If ever your child is not near you and a stranger talks to him, let your child know that it’s okay to tell the stranger that he’s not supposed to talk to the stranger. If the stranger presses on, tell your child to run and look for you or find someone he can trust like a storekeeper, a security guard or any familiar face he can recognize and stay with the trusted adult until you arrive.

No, Go, Yell, Tell – These are the four words you can always repeat whenever you talk about strangers to your child.

When he feels that a stranger is a dangerous one, he should always say no and run away from the stranger while yelling so he can attract others’ attention. A stranger with bad intention does not want to risk recognition by the public so by having your child scream as loud as possible can drive the stranger away.
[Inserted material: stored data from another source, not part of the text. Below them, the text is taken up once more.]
PR #5392, opened 2024-01-19
Email editor – font styles + default button block  [MAILPOET-5740][MAILPOET-5814]

costasovo:
## Description
This PR enables font family and font-size settings for all supported blocks and adds default button styles.

It also changes how we work with theme.json a bit. Instead of loading core theme.json and manually inserting some stuff from the editor's theme.json, we now load the core theme and merge the editor's theme into it. The benefit is that we no longer have to manually change individual settings and we can use WP_Theme_JSON::get_settings and other methods. I have also moved a few configurations (which were easy to move) from SettingsController to theme.json.

## Code review notes
I tried to explain changes in the commit messages.

I included the default button styles in this PR because when doing small refactors around theme.json processing, the default styles started somewhat to work in the editor, so I decided to fix it and add the support also to the renderer. It makes the PR a bit bigger, though. Sorry about that!

## QA notes
I would skip QA for now and pass it to QA after we fix/implement the rest of the tickets related to the rendering.

## Linked PRs

_N/A_

## Linked tickets

[MAILPOET-5740][MAILPOET-5814]

## After-merge notes

_N/A_

## Tasks

[MAILPOET-5740]: https://mailpoet.atlassian.net/browse/MAILPOET-5740?atlOrigin=eyJpIjoiNWRkNTljNzYxNjVmNDY3MDlhMDU5Y2ZhYzA5YTRkZjUiLCJwIjoiZ2l0aHViLWNvbS1KU1cifQ

### DIFF
--- a/mailpoet/lib/EmailEditor/Engine/SettingsController.php
+++ b/mailpoet/lib/EmailEditor/Engine/SettingsController.php
@@ -56,45 +56,6 @@ class SettingsController {
    */
   const FLEX_GAP = '16px';
 
-  /**
-   * Default styles applied to the email. These are going to be replaced by style settings.
-   * This is currently more af a proof of concept that we can apply styles to the email.
-   * We will gradually replace these hardcoded values with styles saved as global styles or styles saved with the email.
-   * @var array
-   */
-  const DEFAULT_EMAIL_CONTENT_STYLES = [
-    'h1' => [
-      'typography' => [
-        'fontSize' => '32px',
-      ],
-    ],
-    'h2' => [
-      'typography' => [
-        'fontSize' => '24px',
-      ],
-    ],
-    'h3' => [
-      'typography' => [
-        'fontSize' => '18px',
-      ],
-    ],
-    'h4' => [
-      'typography' => [
-        'fontSize' => '16px',
-      ],
-    ],
-    'h5' => [
-      'typography' => [
-        'fontSize' => '14px',
-      ],
-    ],
-    'h6' => [
-      'typography' => [
-        'fontSize' => '12px',
-      ],
-    ],
-  ];
-
   private $availableStylesheets = '';
 
   public function getSettings(): array {
@@ -162,10 +123,6 @@ class SettingsController {
       'contentSize' => self::EMAIL_WIDTH,
       'layout' => 'constrained',
     ];
-  }
-
-  public function getEmailContentStyles(): array {
-    return self::DEFAULT_EMAIL_CONTENT_STYLES;
   }
 
   public function getAvailableStylesheets(): string {
--- a/mailpoet/lib/EmailEditor/Engine/SettingsController.php
+++ b/mailpoet/lib/EmailEditor/Engine/SettingsController.php
@@ -106,14 +106,16 @@ class SettingsController {
     $coreThemeData = \WP_Theme_JSON_Resolver::get_core_data();
     $coreSettings = $coreThemeData->get_settings();
 
+    // Email Editor Theme
+    $editorTheme = $this->getTheme();
+
     // Enable custom spacing
     $coreSettings['spacing']['units'] = ['px'];
     $coreSettings['spacing']['padding'] = true;
     // Typography
     $coreSettings['typography']['dropCap'] = false; // Showing large initial letter cannot be implemented in emails
     $coreSettings['typography']['fontWeight'] = false; // Font weight will be handled by the font family later
-
-    $theme = $this->getTheme();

Have your son tell a trusted adult what has happened so the adult can assist your child by keeping him safe.

What else you can do as parents?

Role Play – You can play the role-play game with your child from time to time to ensure the concept of strangers is clear and understood.

What Ifs – Occasionally ask “What if…” questions to your child especially when he least expects it to gauge how much your child understand about strangers.

Show Them Safe Places – While walking in the park or driving to your favorite restaurant, always point out safe places your child can go to should he needs assistance from an adult.

Trust Their Instinct – Always tell your child that above all, if anything or anyone makes them feel scared or uncomfortable even when he doesn’t know why, he should always run away from the situation or person.

Although you shouldn’t overdo it, teaching your children about strangers should be an ongoing educational process because you want to make sure that they really understand the concept.